INSTRUCTIONS FOR THE TASK
Set down again exactly the lines of the listing below that fall between the line holding "PR #1649, opened 2024-03-20" and the line holding "Following investigating the", inclusive.
(EXERCISE INPUT Opens)
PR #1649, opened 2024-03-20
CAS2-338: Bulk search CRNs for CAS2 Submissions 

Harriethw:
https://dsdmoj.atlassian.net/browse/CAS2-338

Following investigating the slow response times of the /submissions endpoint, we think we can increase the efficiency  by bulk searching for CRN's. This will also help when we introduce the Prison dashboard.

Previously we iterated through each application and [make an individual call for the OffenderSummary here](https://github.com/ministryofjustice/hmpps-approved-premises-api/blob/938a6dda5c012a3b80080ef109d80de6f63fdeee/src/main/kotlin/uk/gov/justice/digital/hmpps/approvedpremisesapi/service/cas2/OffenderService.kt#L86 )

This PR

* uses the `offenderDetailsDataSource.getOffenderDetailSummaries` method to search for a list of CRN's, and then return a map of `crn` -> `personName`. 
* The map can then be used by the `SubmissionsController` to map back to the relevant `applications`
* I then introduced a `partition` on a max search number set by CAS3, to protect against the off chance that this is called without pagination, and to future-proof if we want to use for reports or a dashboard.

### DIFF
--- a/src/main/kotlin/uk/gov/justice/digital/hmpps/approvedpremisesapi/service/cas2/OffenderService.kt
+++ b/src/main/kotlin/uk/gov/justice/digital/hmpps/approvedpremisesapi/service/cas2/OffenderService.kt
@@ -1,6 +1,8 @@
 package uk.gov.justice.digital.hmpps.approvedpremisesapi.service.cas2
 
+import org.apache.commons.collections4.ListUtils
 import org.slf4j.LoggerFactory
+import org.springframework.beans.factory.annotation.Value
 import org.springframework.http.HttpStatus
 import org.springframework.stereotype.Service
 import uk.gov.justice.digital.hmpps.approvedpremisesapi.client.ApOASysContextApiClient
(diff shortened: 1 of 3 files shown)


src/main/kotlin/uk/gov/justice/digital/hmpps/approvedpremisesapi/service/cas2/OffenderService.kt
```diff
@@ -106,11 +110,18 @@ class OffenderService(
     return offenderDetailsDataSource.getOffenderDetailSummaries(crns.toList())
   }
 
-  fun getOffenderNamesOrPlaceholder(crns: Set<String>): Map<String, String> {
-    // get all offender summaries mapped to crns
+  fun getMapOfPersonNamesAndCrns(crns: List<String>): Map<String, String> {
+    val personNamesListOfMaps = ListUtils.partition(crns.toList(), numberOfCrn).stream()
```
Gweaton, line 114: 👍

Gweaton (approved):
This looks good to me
(EXERCISE INPUT Closes)
(EXERCISE INPUT Opens)
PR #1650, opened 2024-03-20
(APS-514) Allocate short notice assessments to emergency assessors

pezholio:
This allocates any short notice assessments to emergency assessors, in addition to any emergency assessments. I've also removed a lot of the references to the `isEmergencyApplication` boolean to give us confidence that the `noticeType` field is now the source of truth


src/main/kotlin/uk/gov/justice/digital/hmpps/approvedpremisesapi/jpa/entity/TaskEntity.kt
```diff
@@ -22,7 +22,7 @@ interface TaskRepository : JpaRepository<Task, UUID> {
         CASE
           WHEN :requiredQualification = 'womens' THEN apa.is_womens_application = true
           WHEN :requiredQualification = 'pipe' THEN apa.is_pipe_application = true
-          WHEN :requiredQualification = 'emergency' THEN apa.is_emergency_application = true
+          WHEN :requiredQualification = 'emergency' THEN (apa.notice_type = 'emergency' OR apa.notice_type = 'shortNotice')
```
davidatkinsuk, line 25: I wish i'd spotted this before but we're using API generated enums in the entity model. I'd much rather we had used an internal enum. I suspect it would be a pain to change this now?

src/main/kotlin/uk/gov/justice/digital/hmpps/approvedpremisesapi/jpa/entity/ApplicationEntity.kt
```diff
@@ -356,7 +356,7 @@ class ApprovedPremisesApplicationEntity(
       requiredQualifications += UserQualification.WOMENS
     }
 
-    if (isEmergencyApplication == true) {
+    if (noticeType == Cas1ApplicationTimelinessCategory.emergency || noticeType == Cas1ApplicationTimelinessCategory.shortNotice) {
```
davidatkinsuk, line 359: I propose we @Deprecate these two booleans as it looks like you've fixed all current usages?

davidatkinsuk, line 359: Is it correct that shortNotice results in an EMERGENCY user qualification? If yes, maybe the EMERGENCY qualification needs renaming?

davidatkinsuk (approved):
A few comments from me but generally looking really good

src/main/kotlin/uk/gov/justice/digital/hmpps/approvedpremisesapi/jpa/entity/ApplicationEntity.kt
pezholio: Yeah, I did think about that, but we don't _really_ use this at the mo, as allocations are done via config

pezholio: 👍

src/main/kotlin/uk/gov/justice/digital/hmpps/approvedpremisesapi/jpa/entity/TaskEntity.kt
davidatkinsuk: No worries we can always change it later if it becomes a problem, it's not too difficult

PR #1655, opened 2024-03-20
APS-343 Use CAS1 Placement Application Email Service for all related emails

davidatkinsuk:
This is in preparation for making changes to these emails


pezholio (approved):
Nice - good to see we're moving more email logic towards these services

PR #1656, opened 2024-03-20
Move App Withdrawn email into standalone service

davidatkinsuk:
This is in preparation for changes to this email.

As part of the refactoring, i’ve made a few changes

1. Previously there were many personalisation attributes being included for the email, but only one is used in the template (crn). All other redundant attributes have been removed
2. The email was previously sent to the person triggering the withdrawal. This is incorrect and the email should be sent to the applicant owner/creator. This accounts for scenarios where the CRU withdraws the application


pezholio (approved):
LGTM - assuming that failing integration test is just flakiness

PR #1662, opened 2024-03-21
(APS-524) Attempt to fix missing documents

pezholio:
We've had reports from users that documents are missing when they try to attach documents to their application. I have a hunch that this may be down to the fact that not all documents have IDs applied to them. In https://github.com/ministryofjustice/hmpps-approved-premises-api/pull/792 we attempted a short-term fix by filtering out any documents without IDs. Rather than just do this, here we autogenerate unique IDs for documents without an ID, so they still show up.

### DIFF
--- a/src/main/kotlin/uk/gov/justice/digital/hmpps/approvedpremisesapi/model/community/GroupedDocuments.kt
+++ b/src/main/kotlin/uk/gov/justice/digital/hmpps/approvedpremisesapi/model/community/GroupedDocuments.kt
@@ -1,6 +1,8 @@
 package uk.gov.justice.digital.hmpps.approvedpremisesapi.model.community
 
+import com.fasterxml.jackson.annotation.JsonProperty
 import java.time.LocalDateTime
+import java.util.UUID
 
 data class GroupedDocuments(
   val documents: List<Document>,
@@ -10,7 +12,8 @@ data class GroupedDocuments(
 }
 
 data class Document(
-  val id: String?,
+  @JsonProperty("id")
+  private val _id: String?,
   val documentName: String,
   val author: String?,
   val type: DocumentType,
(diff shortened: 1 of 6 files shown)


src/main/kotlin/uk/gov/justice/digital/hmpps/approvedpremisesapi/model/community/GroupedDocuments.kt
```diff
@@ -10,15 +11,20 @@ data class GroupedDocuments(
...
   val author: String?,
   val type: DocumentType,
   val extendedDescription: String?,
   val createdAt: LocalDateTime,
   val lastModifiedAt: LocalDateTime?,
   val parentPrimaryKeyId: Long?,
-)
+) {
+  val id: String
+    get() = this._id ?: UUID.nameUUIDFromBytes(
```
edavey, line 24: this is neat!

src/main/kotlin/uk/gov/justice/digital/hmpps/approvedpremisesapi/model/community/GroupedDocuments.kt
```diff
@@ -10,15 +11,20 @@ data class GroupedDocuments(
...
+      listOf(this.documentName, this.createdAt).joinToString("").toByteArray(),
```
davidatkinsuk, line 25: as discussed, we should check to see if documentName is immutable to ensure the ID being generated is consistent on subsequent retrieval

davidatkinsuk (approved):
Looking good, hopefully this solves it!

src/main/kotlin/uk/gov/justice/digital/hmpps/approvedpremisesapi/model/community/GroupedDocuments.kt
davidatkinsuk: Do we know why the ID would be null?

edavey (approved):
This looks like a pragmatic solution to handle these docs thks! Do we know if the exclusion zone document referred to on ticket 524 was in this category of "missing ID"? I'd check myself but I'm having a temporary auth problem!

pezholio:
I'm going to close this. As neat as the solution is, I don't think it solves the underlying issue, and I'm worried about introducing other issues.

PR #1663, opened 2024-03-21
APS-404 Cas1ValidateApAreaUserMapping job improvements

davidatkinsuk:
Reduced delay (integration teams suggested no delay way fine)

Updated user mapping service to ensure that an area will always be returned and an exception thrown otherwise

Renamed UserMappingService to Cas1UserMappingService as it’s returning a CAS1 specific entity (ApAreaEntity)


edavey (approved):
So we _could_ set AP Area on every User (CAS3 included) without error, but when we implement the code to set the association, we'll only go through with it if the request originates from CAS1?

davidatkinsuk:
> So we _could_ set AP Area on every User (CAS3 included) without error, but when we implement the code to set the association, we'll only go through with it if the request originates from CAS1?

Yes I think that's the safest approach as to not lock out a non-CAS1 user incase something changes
(EXERCISE INPUT Closes)
(EXERCISE INPUT Opens)
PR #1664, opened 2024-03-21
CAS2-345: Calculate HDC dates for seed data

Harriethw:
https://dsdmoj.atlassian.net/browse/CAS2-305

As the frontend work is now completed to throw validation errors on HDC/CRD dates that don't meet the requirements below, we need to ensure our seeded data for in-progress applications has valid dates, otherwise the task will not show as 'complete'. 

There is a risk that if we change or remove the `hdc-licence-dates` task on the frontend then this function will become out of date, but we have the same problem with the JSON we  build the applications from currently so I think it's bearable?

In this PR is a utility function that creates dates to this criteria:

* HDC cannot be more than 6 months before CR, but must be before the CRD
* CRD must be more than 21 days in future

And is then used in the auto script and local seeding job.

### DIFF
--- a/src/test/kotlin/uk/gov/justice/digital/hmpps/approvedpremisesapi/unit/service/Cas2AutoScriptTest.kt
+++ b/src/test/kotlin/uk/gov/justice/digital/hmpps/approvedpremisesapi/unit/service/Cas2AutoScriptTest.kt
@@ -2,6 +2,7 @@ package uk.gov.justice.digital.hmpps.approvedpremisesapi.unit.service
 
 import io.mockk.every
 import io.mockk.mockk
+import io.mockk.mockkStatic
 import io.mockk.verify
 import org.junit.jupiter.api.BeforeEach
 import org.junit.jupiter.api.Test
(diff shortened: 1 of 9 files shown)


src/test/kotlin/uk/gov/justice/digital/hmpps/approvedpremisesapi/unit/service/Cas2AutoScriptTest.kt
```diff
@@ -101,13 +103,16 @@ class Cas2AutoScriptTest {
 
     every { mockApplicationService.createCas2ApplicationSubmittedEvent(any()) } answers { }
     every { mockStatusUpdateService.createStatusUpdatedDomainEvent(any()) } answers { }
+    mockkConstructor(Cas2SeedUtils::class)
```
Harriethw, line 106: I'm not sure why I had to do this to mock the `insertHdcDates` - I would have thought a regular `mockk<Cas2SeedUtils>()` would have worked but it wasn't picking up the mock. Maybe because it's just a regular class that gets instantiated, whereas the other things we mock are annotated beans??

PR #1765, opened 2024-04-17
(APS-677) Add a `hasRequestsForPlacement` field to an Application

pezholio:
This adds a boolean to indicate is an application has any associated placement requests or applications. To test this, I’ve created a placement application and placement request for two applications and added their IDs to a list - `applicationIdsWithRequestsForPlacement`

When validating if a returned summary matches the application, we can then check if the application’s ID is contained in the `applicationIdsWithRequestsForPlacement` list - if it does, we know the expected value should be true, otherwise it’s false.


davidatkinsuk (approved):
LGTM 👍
(EXERCISE INPUT Closes)
OUTPUT FOR THIS TASK
PR #1649, opened 2024-03-20
CAS2-338: Bulk search CRNs for CAS2 Submissions 

Harriethw:
https://dsdmoj.atlassian.net/browse/CAS2-338

Following investigating the slow response times of the /submissions endpoint, we think we can increase the efficiency  by bulk searching for CRN's. This will also help when we introduce the Prison dashboard.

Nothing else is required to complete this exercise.